** PROBLEM TO WORK ON **
Filter the lines below, keeping each one that holds "still".

** RECORDS SUPPLIED **
★ ★ ★ ★ ★

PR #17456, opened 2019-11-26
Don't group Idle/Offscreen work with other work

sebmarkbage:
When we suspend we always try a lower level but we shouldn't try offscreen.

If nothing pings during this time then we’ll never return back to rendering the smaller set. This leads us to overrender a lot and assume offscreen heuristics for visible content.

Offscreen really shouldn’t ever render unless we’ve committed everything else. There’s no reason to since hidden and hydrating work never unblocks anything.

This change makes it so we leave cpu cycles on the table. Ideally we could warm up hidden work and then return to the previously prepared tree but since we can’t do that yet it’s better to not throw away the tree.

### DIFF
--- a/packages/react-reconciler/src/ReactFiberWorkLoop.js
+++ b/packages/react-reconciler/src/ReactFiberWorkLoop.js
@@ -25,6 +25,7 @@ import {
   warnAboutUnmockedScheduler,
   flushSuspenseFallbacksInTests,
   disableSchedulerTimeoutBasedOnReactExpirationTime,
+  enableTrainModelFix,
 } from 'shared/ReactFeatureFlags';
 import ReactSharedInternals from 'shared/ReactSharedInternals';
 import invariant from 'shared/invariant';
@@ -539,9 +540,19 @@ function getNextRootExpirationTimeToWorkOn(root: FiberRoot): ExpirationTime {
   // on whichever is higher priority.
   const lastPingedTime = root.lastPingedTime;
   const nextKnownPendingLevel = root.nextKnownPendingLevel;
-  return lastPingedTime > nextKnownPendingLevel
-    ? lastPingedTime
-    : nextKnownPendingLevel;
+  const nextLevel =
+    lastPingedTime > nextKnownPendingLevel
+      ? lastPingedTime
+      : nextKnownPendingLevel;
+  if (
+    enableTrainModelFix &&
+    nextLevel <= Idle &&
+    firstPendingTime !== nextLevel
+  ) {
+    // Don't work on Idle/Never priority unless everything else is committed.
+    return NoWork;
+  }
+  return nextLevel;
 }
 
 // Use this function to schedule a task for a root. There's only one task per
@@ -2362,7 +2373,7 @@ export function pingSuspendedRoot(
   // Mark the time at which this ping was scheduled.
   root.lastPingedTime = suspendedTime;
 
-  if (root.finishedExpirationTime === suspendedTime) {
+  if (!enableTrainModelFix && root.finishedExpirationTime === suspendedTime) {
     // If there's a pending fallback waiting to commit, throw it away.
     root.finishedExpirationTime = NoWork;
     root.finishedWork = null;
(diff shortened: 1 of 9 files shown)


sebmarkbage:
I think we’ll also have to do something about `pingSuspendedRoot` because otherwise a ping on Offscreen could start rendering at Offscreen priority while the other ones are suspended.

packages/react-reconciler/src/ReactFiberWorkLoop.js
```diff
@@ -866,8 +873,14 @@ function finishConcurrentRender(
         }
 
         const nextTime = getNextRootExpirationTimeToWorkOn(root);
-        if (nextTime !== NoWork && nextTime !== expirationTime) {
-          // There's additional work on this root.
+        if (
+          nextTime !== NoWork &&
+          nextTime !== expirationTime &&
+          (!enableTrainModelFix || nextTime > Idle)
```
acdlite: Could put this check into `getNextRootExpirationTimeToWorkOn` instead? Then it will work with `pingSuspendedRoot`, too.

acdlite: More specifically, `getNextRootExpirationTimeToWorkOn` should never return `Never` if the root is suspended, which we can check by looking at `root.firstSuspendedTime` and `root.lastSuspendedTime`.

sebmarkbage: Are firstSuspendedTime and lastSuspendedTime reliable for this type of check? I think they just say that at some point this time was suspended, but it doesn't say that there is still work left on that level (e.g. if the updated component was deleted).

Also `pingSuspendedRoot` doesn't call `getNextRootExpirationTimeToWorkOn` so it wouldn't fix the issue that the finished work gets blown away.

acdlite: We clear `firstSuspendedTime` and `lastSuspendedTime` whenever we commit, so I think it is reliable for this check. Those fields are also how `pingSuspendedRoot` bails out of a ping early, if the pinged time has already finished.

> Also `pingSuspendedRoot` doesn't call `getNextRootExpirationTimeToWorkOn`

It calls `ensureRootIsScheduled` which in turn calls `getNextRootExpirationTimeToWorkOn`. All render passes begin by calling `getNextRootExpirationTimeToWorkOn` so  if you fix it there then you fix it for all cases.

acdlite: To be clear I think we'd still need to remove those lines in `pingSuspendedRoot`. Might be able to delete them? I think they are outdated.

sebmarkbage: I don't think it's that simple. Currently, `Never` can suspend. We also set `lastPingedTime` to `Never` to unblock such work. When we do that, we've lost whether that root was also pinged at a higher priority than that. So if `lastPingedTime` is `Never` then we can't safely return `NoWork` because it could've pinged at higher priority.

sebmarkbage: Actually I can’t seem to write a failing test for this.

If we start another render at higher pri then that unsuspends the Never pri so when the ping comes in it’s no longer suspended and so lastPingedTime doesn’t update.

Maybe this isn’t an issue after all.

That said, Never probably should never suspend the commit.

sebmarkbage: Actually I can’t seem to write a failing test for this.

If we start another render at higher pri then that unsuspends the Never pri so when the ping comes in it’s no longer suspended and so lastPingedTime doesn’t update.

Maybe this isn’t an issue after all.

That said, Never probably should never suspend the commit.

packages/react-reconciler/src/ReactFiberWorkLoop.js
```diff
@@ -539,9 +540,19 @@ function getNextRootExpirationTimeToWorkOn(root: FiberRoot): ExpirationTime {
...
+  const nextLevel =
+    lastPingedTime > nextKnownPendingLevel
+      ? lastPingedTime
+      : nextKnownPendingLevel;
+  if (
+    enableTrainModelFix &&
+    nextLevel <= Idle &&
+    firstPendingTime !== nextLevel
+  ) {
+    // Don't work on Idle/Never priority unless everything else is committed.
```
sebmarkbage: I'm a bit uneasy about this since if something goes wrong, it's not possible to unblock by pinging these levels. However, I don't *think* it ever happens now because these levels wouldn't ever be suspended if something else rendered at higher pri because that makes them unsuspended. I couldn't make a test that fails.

★ ★ ★ ★ ★

** RESULT OF THE EXERCISE **
sebmarkbage: Are firstSuspendedTime and lastSuspendedTime reliable for this type of check? I think they just say that at some point this time was suspended, but it doesn't say that there is still work left on that level (e.g. if the updated component was deleted).
acdlite: To be clear I think we'd still need to remove those lines in `pingSuspendedRoot`. Might be able to delete them? I think they are outdated.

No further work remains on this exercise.